Scrappy is a command-line application for scraping internship opportunities from various websites using Golang. It offers fast execution with Cobra, efficient data extraction with Colly, and automated scheduling using Go-cron, storing results in CSV/JSON formats.
The folder structure is organized as follows:
Scrappy/
│
├── cmd/ # Command definitions for the CLI application
│ ├── root.go # Main entry point for the CLI commands
│ ├── scrape.go # Command for initiating the scraping process
│ └── cron.go # Command for setting up and managing cron jobs
│
├── internal/ # Internal packages for modular functionality
│ ├── scraper/ # Scraping logic and parsing mechanisms
│ │ ├── scraper.go # Core scraping logic using Colly
│ │ ├── parser.go # Functions for parsing scraped data
│ │ └── helpers.go # Utility functions used in scraping
│ │
│ ├── storage/ # Storage mechanisms and data formatting
│ │ ├── storage.go # Logic for saving data to CSV/JSON files
│ │ └── formatters.go # Formatting functions for output data
│ │
│ └── scheduler/ # Scheduler for automating scraping tasks
│ └── cron.go # Functions for setting up and managing Go-cron jobs
│
├── config/ # Configuration files for the application
│ └── config.yaml # Application configurations (e.g., scraping frequency, URLs)
│
├── scripts/ # Scripts for setting up and managing the project
│ └── setup.sh # Script for setting up the environment (dependencies, etc.)
│
├── data/ # Output directory for scraped data
│ ├── output.csv # Example CSV file containing scraped data
│ └── output.json # Example JSON file containing scraped data
│
├── logs/ # Logs generated during scraping
│ └── scraper.log # Log file for tracking scraping events and errors
│
├── .env # Environment variables for API keys, URLs, etc.
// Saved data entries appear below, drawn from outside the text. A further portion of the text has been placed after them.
PR #3385, opened 2026-09-10
fix(battery): report when no charge threshold exists instead of faking success

### LINKED ISSUE #3278: Battery charge limit: "Apply to Hardware" falsely reports success when no writable sysfs threshold exists (Lenovo IdeaPad uses charge_types/Long_Life)
### Compositor

Niri

### Distribution

Fedora

### If Other, please specify

_No response_

### Select your Installation Method

Distro Packaging

### Was this your original Installation method?

_No response_

### If no, specify

_No response_

### dms doctor -vC

<details>
<summary>Click to expand</summary>

## DMS Doctor Report

**System**
- [ok] Operating System: Fedora Linux 44 (Forty Four)
  - ID: fedora, Version: 44, Arch: amd64
- [ok] Architecture: amd64
- [ok] Display Server: Wayland
  - WAYLAND_DISPLAY=wayland-1

**Versions**
- [ok] DMS CLI: dms v1.6.0
  - /usr/bin/dms
- [ok] Quickshell: Quickshell 0.3.1 (revision , distributed by Fedora COPR (avengemedia/quickshell))
  - /usr/bin/qs
- [ok] DMS Shell: v1.6.0
  - /run/user/UID/danklinux-shell/HASH

**Installation**
- [ok] DMS Configuration: Found
  - /run/user/UID/danklinux-shell/HASH
- [ok] shell.qml: Present
  - /run/user/UID/danklinux-shell/HASH/shell.qml
- [info] Install Type: Unknown
  - /run/user/UID/danklinux-shell/HASH

**Compositor**
- [ok] niri: 26.04
  - /usr/bin/niri
- [info] Active: niri
- [ok] Background Blur: Supported
  - Compositor supports ext-background-effect-v1

**Quickshell Features**
- [ok] Polkit: Available
  - Authentication prompts
- [ok] IdleMonitor: Available
  - Idle detection
- [ok] IdleInhibitor: Available
  - Prevent idle/sleep
- [ok] ShortcutInhibitor: Available
  - Allow shortcut management (niri)
- [ok] BackgroundBlur: Available
  - Background blur API support in Quickshell

**Optional Features**
- [ok] accountsservice: Available
  - User accounts
- [ok] power-profiles-daemon: Available
  - Power profile management
- [ok] logind: Available
  - Session management
- [ok] cups-pk-helper: Available
  - Printer management
- [info] I2C/DDC: No monitors detected
  - External monitor brightness control
- [ok] qt6-imageformats: Installed (5 formats)
  - Formats: WebP, TIFF, GIF, JP2, ICNS (/usr/lib64/qt6/plugins/imageformats)
- [ok] kimageformats: Installed (4 formats)
  - Formats: AVIF, HEIF, JXL, EXR (/usr/lib64/qt6/plugins/imageformats)
- [ok] Terminal: kitty
- [ok] Network: NetworkManager
  - NetworkManager present. Using NM API.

├── .gitignore # Files and directories to be ignored by git
├── README.md # Project documentation (this file)
└── main.go # Entry point for running the Scrappy CLI application
-
Clone the Repository:
git clone https://github.com/AdityaKrSingh26/Scrappy.git cd Scrappy
-
Setup: Run the setup script to install dependencies:
./scripts/setup.sh
-
Configure: Update
config/config.yaml
with the websites you want to scrape and other settings. -
Run the Scraper: Start scraping using the command:
go run main.go scrape
-
Automate with Cron: Schedule automated scraping using:
go run main.go cron
- cmd/root.go: Entry point for the CLI, sets up the base structure of the command.
- internal/scraper/scraper.go: Contains the logic for scraping different websites using Colly.
- internal/scraper/parser.go: Handles parsing the raw HTML or JSON data into usable formats.
- internal/storage/storage.go: Manages the storage of scraped data into CSV or JSON.
- internal/scheduler/cron.go: Contains the logic to run the scraper at regular intervals using Go-cron.
- config/config.yaml: Stores configuration such as scraping intervals and target URLs.
- logs/scraper.log: Keeps track of scraping events, errors, and execution logs.
- Golang: Core programming language used for developing the CLI.
- Cobra: Library for creating the command-line interface.
- Colly: Powerful Golang library for web scraping.
- Go-cron: Scheduler for automating scraping tasks.
- CSV/JSON: Data formats for exporting scraped data.